**Excerpted data:**

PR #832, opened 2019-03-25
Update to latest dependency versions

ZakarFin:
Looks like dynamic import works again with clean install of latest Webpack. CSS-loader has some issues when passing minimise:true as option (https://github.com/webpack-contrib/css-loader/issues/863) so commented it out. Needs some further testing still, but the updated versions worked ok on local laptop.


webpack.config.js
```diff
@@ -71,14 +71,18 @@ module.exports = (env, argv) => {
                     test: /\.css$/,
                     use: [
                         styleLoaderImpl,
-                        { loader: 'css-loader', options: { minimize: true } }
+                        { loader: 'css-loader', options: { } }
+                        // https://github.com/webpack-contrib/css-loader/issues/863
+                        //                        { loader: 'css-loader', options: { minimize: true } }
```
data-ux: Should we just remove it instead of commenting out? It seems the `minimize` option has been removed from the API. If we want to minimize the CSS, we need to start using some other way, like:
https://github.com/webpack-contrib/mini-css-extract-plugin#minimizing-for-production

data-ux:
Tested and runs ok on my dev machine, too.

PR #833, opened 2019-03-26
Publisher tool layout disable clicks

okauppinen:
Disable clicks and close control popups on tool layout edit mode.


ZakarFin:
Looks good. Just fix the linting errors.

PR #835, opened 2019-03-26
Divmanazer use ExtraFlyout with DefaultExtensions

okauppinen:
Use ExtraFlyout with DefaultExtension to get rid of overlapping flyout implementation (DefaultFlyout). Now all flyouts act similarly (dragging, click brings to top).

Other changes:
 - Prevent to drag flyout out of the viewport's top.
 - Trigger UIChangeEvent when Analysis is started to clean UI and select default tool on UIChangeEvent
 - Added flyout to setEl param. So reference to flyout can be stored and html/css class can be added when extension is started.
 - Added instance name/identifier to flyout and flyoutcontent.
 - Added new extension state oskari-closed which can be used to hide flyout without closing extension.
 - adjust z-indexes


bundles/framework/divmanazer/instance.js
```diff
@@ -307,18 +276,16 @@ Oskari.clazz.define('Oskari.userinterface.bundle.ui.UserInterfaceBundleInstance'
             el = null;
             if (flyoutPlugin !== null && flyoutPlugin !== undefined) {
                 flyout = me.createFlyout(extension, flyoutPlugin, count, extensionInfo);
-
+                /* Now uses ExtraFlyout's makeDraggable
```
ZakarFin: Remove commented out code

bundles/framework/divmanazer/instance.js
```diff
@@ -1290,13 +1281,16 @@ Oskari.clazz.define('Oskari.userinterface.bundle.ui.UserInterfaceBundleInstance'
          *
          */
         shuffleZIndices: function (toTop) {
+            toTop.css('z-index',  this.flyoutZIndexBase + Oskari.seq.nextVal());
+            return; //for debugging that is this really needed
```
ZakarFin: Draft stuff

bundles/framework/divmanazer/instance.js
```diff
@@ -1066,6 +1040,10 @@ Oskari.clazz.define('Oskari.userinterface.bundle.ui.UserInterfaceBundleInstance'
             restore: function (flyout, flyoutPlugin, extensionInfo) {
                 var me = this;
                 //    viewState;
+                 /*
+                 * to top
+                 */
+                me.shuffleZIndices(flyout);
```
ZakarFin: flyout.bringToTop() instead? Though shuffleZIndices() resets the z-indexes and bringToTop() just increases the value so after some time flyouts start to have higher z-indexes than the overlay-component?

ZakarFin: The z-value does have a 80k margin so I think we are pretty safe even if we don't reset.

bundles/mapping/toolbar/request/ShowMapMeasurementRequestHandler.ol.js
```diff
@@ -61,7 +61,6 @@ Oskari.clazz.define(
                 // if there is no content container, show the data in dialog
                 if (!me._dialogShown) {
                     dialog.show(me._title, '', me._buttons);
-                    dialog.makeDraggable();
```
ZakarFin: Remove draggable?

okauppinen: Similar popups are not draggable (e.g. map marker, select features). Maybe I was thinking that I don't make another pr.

* * *

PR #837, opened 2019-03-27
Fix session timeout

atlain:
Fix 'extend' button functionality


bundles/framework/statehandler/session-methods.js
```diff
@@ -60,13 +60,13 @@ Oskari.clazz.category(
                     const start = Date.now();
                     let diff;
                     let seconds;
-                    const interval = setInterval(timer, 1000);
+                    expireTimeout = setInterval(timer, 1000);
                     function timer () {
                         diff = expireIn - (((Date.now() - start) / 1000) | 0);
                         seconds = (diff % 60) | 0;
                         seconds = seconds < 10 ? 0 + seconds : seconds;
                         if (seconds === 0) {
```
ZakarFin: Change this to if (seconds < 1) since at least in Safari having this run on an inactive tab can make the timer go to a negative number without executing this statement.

**Task to complete:** Pull each line holding "started" out of the listing.

**Task result:**
 - Trigger UIChangeEvent when Analysis is started to clean UI and select default tool on UIChangeEvent
 - Added flyout to setEl param. So reference to flyout can be stored and html/css class can be added when extension is started.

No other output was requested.